- Born: 18 July 1910 Chicago, Illinois, US
- Died: 28 June 1996 (aged 85) St. Louis, Missouri, US
- Education: Northwestern University; University of Chicago;
- Known for: Lowry protein assay Silent Subliminal presentation system
- Spouse(s): Norma Van Ness Lowry, Adrienne Clark Kennedy Lowry
- Children: 5
- Awards: American Academy of Arts and Sciences (1957) Midwest Award, American Chemical Society (1962); Merit Award of Northwestern University (1963); John Scott Award (1963); National Academy of Sciences (1964); Borden Award, Association of American Medical Colleges (1966);
- Scientific career
- Fields: Biochemistry
- Workplaces: Washington University in St. Louis
- Thesis: A micro method for blood acetone bodies involving only one distillation and its application in studies on rats (1937)
- Doctoral advisor: Fred Conrad Koch

= Oliver H. Lowry =

American biochemist

Oliver Howe Lowry (July 18, 1910 – June 29, 1996) was an American biochemist. He devised the Lowry protein assay, the subject of the most-cited scientific paper in history.

==Biography==

Lowry was the youngest of a family of five children. His father was a teacher and later an administrator in the Chicago public school system. His three brothers and sister all earned graduate degrees in various fields, and Lowry was inspired to emulate his siblings. He attended Northwestern University in Evanston, Illinois, for his undergraduate studies, having intended to major in chemical engineering. However, upon the advice of a fellow student, he ended up shifting his focus towards biochemistry. After graduating from Northwestern in 1932, he enrolled at the University of Chicago, where he sought to study "physiological chemistry". During his second year, a dean of the university offered Lowry admission to the university's MD-PhD program, which he accepted and from which he graduated in 1937. Despite that he earned a medical degree, Lowry never practiced medicine.

After graduating from the University of Chicago with his two doctoral degrees, Lowry failed in his attempt to secure a postdoctoral fellowship. He left Chicago to work at Harvard University under A. Baird Hastings. During Lowry's time at Harvard, Hastings was able to arrange for Lowry to work for five months at the Carlsberg Laboratory in Copenhagen, Denmark, where he worked with Kaj Ulrik Linderstrøm-Lang. By 1942, Otto Bessey persuaded his friend Lowry to join him at the newly established Public Health Research Institute in New York City, where Lowry would work until 1947.

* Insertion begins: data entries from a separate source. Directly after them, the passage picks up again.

PR #78, opened 2021-01-03
fix travis

juju4:
manual install of wheel to avoid "error: invalid command 'bdist_wheel'"

PR #182, opened 2021-06-13
Add Github action workflow - full ansible run

juju4:
This is an adaptation of previous travis-ci config for github (https://github.com/ebbba-org/ansible-role-bigbluebutton/pull/78), but directly on github host virtual environments.
Simpler to read but possible interactions/conflict with the many developer tools added.
I have an alternate config with kitchen+lxd which is cleaner for base image but I have concern on maintainability of the kitchen lxd_cli plugin which force an old 1.x kitchen version. (https://github.com/juju4/ansible-role-bigbluebutton/actions?query=branch%3Adevel-23)

schedule is not enabled, to validate.
focal is configured but marked as experimental, meaning fail is not impacting

few issues pending
- ufw settings seems to have issue and currently disabled
- turn does not seem to start correctly. temporary ignored in verify.yml

minor changes
- removing unused variables, test suites
- restrict all molecule to hosts group bbb
- apt key download retries
- use filter comment for ansible_managed as required if using a multiline one


juju4:
Unclear on why PR CI failing on bbb packages install (https://github.com/ebbba-org/ansible-role-bigbluebutton/pull/182/checks?check_run_id=2814486088#step:6:21496) but succeeding in my tree (https://github.com/juju4/ansible-role-bigbluebutton/actions?query=branch%3Adevel-23b)

defaults/main.yml
```diff
@@ -205,7 +205,7 @@ bbb_ufw_allow_networks: "{{ bbb_ufw_allow_networks_custom | default([]) + bbb_uf
 bbb_ufw_reject_networks: "{{ bbb_ufw_reject_networks_custom | default([]) + bbb_ufw_reject_networks_default }}"
 bbb_firewall_ufw:
   # enable/disable the ufw
-  enabled: true
+  enabled: false
```
crosscodr, line 208: The testrun should not change this default.

BrutalBirdie: Good catch

juju4: as said above, it has been creating issue on my side (dns/system-resolved).
unclear why because from my reading, there are no outbound firewall rules but.

reverted

juju4: Following error when ufw enabled
https://github.com/juju4/ansible-role-bigbluebutton/runs/2823828866?check_suite_focus=true#step:6:3378
```
Failed to download key at https://ubuntu.bigbluebutton.org/repo/bigbluebutton.asc: Request failed: <urlopen error [Errno -3] Temporary failure in name resolution>
```

after failure info
https://github.com/juju4/ansible-role-bigbluebutton/runs/2823828866?check_suite_focus=true#step:9:241

EdJoPaTo (commented):
Some nitpicks I found when glancing upon it

.github/workflows/default.yml
```diff
@@ -0,0 +1,155 @@
+---
+name: AnsibleCI
```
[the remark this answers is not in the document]
juju4: default comes from test-kitchen usual default test suite/folder
filename can be AnsibleCI, test-install or whatever

EdJoPaTo:
In 5c31362 and 958bd0ce81df1ac6eb05ef5ee9f6517ef3f710b5 the `working-directory` was removed.
I am curious what the problem there was. I looked at the action logs but the errors seem independent from that. Am I missing something there?
(Don't want to judge, just wanna learn more)

juju4:
In either case below, those were the only changes and cause the CI to fail early, so reverted until identify how to make it work
https://github.com/juju4/ansible-role-bigbluebutton/runs/2864960066?check_suite_focus=true#step:6:12
https://github.com/juju4/ansible-role-bigbluebutton/runs/2864905894?check_suite_focus=true#step:4:20

it seems there are limitations attached to variable use
for example, from https://docs.github.com/en/actions/reference/context-and-expression-syntax-for-github-actions#env-context
> The env context syntax allows you to use the value of an environment variable in your workflow file. You can use the env context in the value of any key in a step except for the id and uses keys. For more information on the step syntax, see "Workflow syntax for GitHub Actions."

trying without variable

juju4:
same, not working => reverting
https://github.com/juju4/ansible-role-bigbluebutton/runs/2866631992?check_suite_focus=true#step:6:11

.github/workflows/default.yml
```diff
@@ -44,7 +43,7 @@ jobs:
           ls -l /opt/hostedtoolcache/Python/3.9.1/x64/bin || true
           echo "/opt/hostedtoolcache/Python/3.9.1/x64/bin" >> $GITHUB_PATH
           ansible --version
-          cd $GITHUB_WORKSPACE/${{ env.ROLEPATH }}
+          cd $GITHUB_WORKSPACE/ebba.bigbluebutton
```
EdJoPaTo: I guess the reason here could also be the typo
```diff
-ebba
+ebbba
```

juju4: yes, typo. but consistent with checkout path so unlikely to be the root cause.
fixed.

juju4:
Solved firewall issue by commenting out 10.0.0.0/8 from ufw rejected network as it is the subnet used github CI. Private network exclusion is really architecture/environment dependent so I think it would better to allow also 192.168/16. Bogon networks filtering is usually better done at edge.

+greenlight pause as sometimes database not coming up fast enough
+refine a bit molecule verify.

Need fix but likely in a separate PR
- idempotence
- some molecule/verify tasks failing: Ensure red5 config file is present, Ensure turnserver process is running+ports, Validate services started

.github/workflows/default.yml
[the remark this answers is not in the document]
juju4: what should I go here? is AnsibleCI fine?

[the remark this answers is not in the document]
EdJoPaTo: AnsibleCI in the CI environment for a git Repo for an Ansible sounds not that helpful…
Sadly I don't know a good name here…

Basically it tests the whole installation? end to end? integration test?

BrutalBirdie:
@juju4 
I am so sorry this took so long but I am finally reviewing this PR for good.
Since there where so many changes and breaks with this PR I am currently fixing them all.

as can be followed here: https://github.com/ebbba-org/ansible-role-bigbluebutton/actions/workflows/default.yml
and here: https://github.com/ebbba-org/ansible-role-bigbluebutton/compare/juju4-devel-23b

So I will close this PR and repopen it with this branch and then finally merge it when its good.

🍻

BrutalBirdie:
moved to #269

In 1947, Washington University in St. Louis invited Lowry to head its Department of Pharmacology despite the fact that Lowry had never taken a course in pharmacology and his research was only tangentially related to that field. Nevertheless, Lowry served as the department head for the next twenty-nine years. He also served as dean of the Washington University School of Medicine from 1955 to 1958. He was eventually succeeded as department head by Philip Needleman, but Lowry continued to work at Washington University for many years after becoming a Distinguished Professor Emeritus of Molecular Biology and Pharmacology. Lowry was elected to the American Academy of Arts and Sciences in 1957 and to the National Academy of Sciences in 1964. He died of Alzheimer's disease, at the age of 85, on June 29, 1996.

== Scientific impact ==
Among all his numerous contributions to biochemistry, Lowry is best known for his development of the Lowry protein assay, used in the determination of protein concentrations. As of October 2025, his 1951 paper in the Journal of Biological Chemistry describing the protein assay was still the most-highly cited paper in history, with more than 355,000 citations, although Lowry stated it was not the most important paper he had ever written.